Work request: In the data that follows, find the line with "to be changed."; transcribe it, every later line up to the one with "## The expected behavior", and that line as well, exactly and with no others.

Supplied data:

Issue #5162, opened 2023-10-24
Bug: 


matsuyama-k1:
Lexical version:
V0.12.2

## Steps To Reproduce

1. Create a Node that inherits TextNode and canInsertTextBefore is false. (ex. HashtagNode)
![Screenshot 2023-10-24 at 22 21 41](https://github.com/facebook/lexical/assets/111737064/b686b941-b654-48ee-89e3-b4fc54a2b036)

2. Select text from the beginning of the corresponding node
![Screenshot 2023-10-24 at 22 30 48](https://github.com/facebook/lexical/assets/111737064/a2fc309a-1d4f-464e-a4b1-5c422f059328)

3. Type Asian language such as Japanese and Chinese. (Languages that trigger node.isComposing() to be true)

4. In addition to not displaying text input, it becomes impossible to change the selection using mouse clicks, etc.
![Screenshot 2023-10-24 at 22 38 12](https://github.com/facebook/lexical/assets/111737064/9be328ef-3141-40af-a5d6-64ef30f3cc0c)

6. You can return Selection to selectable by pressing enter, but the design will collapse and the entered text will not be reflected.
![Screenshot 2023-10-24 at 22 46 03](https://github.com/facebook/lexical/assets/111737064/6019bc08-4b5d-4c74-ac4f-78a555dc6701)

Link to code example:
https://playground.lexical.dev/

## The current behavior
If you select a Node for which canInsertTextBefore is False from the beginning and enter an Asian language that sets node.isComposing() to True, the text will not be displayed and the selection will not be able to be changed.

## The expected behavior
Even if you select a Node for which canInsertTextBefore is False from the beginning and enter an Asian language that sets node.isComposing() to True, act as same with English input.

matsuyama-k1:
Maybe the situation is related to this function.
https://github.com/facebook/lexical/blob/df2a50bc88e0778af26e109502cfcfb9cbe245d5/packages/lexical/src/LexicalUtils.ts#L598

mayrang:
This was fixed by PR #5363 (merged December 2023), which added an `!isComposing` guard to the `canInsertTextBefore` check in `$updateTextNodeFromDOMContent`. The fix is included in v0.12.6+. Does anyone still reproduce this on a recent version?

PR #5363, opened 2023-12-10
Fixed: for #5162, The beginning of a TextNode with canInsertTextBefore false in …

matsuyama-k1:
Fix for #5162

### DIFF
--- a/packages/lexical/src/LexicalUtils.ts
+++ b/packages/lexical/src/LexicalUtils.ts
@@ -19,18 +19,18 @@ import type {
   RegisteredNodes,
   Spread,
 } from './LexicalEditor';
-import type { EditorState } from './LexicalEditorState';
-import type { LexicalNode, NodeKey, NodeMap } from './LexicalNode';
+import type {EditorState} from './LexicalEditorState';
+import type {LexicalNode, NodeKey, NodeMap} from './LexicalNode';
 import type {
   BaseSelection,
   PointType,
   RangeSelection,
 } from './LexicalSelection';
-import type { RootNode } from './nodes/LexicalRootNode';
-import type { TextFormatType, TextNode } from './nodes/LexicalTextNode';
+import type {RootNode} from './nodes/LexicalRootNode';
+import type {TextFormatType, TextNode} from './nodes/LexicalTextNode';
 
-import { CAN_USE_DOM } from 'shared/canUseDOM';
-import { IS_APPLE, IS_APPLE_WEBKIT, IS_IOS, IS_SAFARI } from 'shared/environment';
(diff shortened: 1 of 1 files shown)


matsuyama-k1:
When multiple strings are selected from the beginning of a TextNode with $canInsertTextBefore false and input in languages where composing is performed, such as Japanese and Korean, the text input is not reflected and the editor will not accept input until enter is pressed.
I addressed this problem.
Perhaps the cause of the problem is that in languages where composing occurs, COMPOSITION_START_CHAR is entered by default, so two characters are input.
In my understanding, the onInput function is executed when a node is created and the second character is input, but in Japanese and other languages, it works when a single character is input.
Therefore, canInsertTextBefore malfunctions.
However, it was not possible to directly prevent the problem when two characters are input, so I added an if statement condition to solve the most recent problem.

packages/lexical/src/LexicalUtils.ts
```diff
@@ -650,7 +650,8 @@ export function $updateTextNodeFromDOMContent(
             prevSelection.anchor.offset === 0) ||
             (prevSelection.anchor.key === textNode.__key &&
               prevSelection.anchor.offset === 0 &&
-              !node.canInsertTextBefore()) ||
+              !node.canInsertTextBefore() &&
+              !isComposing) ||
```
zurfyx, line 654: Can we do the same on L657 for `canInsertTextAfter`?

zurfyx (approved):
Thanks!

From a correctness perspective this PR is not great, the `canInsertBefore` was meant to prevent any input at boundaries which is what you're doing here.

Unfortunately, composition is not flexible, and we can't reposition the cursor when that happens, and with the MutationObserver logic combined is the reason why you're not seeing any text.

I believe the best solution would be to swap DOM nodes but that is something we don't support now and might get tricky with custom extended nodes.

Given that this change improves a11y, I'm inclined to accept it despite the correctness trade-off.

packages/lexical/src/LexicalUtils.ts
matsuyama-k1: I have inserted the line within the `canInsertTextAfter` context and confirmed that the jest tests run correctly. Additionally, I attempted to run `the npm run test-e2e-chromium` command for end-to-end testing, but the execution time was excessively long, preventing the tests from completing. I haven't encountered any specific scenarios that cause bugs when the line is not inserted within canInsertTextAfter, but it appears to function properly when the line is included.

zurfyx: Makes sense, yeah, some E2E tests are flaky and take multiple times to pass unfortunately

PR #6291, opened 2024-06-10
[lexical-playground][lexical-devtools] Fix: Add missing explicit devDependencies for vite config

### LINKED ISSUE #6280: Bug: missing NPM `packages/lexical-playground/package.json`'s `devDependencies`: `@rollup/plugin-babel @babel/plugin-transform-flow-strip-types @babel/preset-react`
Hi, I have a project with extracted playground into a separate repo for tag v0.16.0:

When doing `npm run --prefix packages/lexical-playground build-prod`, I'm getting an error `Error [ERR_MODULE_NOT_FOUND]: Cannot find package '@rollup/plugin-babel'`

Then by adding it to the prior `npm install` run, I'm getting a similar errors for `@babel/plugin-transform-flow-strip-types @babel/preset-react`

Adding all three to `npm install` makes it work:
```shell
npm install --force --prefix packages/lexical-playground @rollup/plugin-babel @babel/plugin-transform-flow-strip-types @babel/preset-react
npm run --prefix packages/lexical-playground build-prod
```

So I assume this is indeed only a matter of adding these to `devDependencies`?

Removing `--force` produces this error:
```
npm error code ERESOLVE
npm error ERESOLVE unable to resolve dependency tree
npm error
npm error While resolving: lexical-playground@0.16.0
npm error Found: vite@5.2.[13](https://github.com/vadimkantorov/lexical-playground-only/actions/runs/9437767079/job/25994006725#step:4:14)
npm error node_modules/vite
npm error   dev vite@"^5.2.11" from the root project
npm error
npm error Could not resolve dependency:
npm error peer vite@"^2" from vite-plugin-replace@0.1.1
npm error node_modules/vite-plugin-replace
npm error   dev vite-plugin-replace@"^0.1.1" from the root project
npm error
npm error Fix the upstream dependency conflict, or retry
npm error this command with --force or --legacy-peer-deps
npm error to accept an incorrect (and potentially broken) dependency resolution.
```

etrepum:
## Description

A few modules used in the vite/wxt builds were missing as explicit devDependencies in lexical-playground and lexical-devtools. This adds them to package.json. There shouldn't be any observable difference in behavior, unless you are trying to extract these projects out of the monorepo or maybe trying to use more strict dependency management tool than npm.

Closes #6280

### Before

I don't think you could run into any problems with the status quo without doing something unsupported, e.g. #6280, because npm/node will happily just use whatever happens to be present in the workspace root's node_modules.

### After

All known dependencies are in the respective package.json files. This probably means that these packages are a bit easier to extract (but there are other "unique" build dependencies like the shared package and invariant that would still make it a bit non-trivial)

### DIFF
--- a/package-lock.json
+++ b/package-lock.json
@@ -479,11 +479,11 @@
       }
     },
     "node_modules/@babel/code-frame": {
-      "version": "7.24.2",
-      "resolved": "https://registry.npmjs.org/@babel/code-frame/-/code-frame-7.24.2.tgz",
-      "integrity": "sha512-y5+tLQyV8pg3fsiln67BVLD1P13Eg4lh5RW9mF0zUuvLrv9uIQ4MCL+CRT+FTsBlBjcIan6PGsLcBN0m3ClUyQ==",
+      "version": "7.24.7",
+      "resolved": "https://registry.npmjs.org/@babel/code-frame/-/code-frame-7.24.7.tgz",
+      "integrity": "sha512-BcYH1CVJBO9tvyIZ2jVeXgSIMvGZ2FDRvDdOIVQyuklNKSsx+eppDEBq/g47Ayw+RqNFE+URvOShmf+f/qwAlA==",
       "dependencies": {
-        "@babel/highlight": "^7.24.2",
+        "@babel/highlight": "^7.24.7",
         "picocolors": "^1.0.0"
       },
       "engines": {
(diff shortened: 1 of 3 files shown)


Sahejkm (approved):

StyleT (approved):

vadimkantorov:
thank you for fixing this :) I'll try with the next release if we still need `--force` :)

Response below:
If you select a Node for which canInsertTextBefore is False from the beginning and enter an Asian language that sets node.isComposing() to True, the text will not be displayed and the selection will not be able to be changed.

## The expected behavior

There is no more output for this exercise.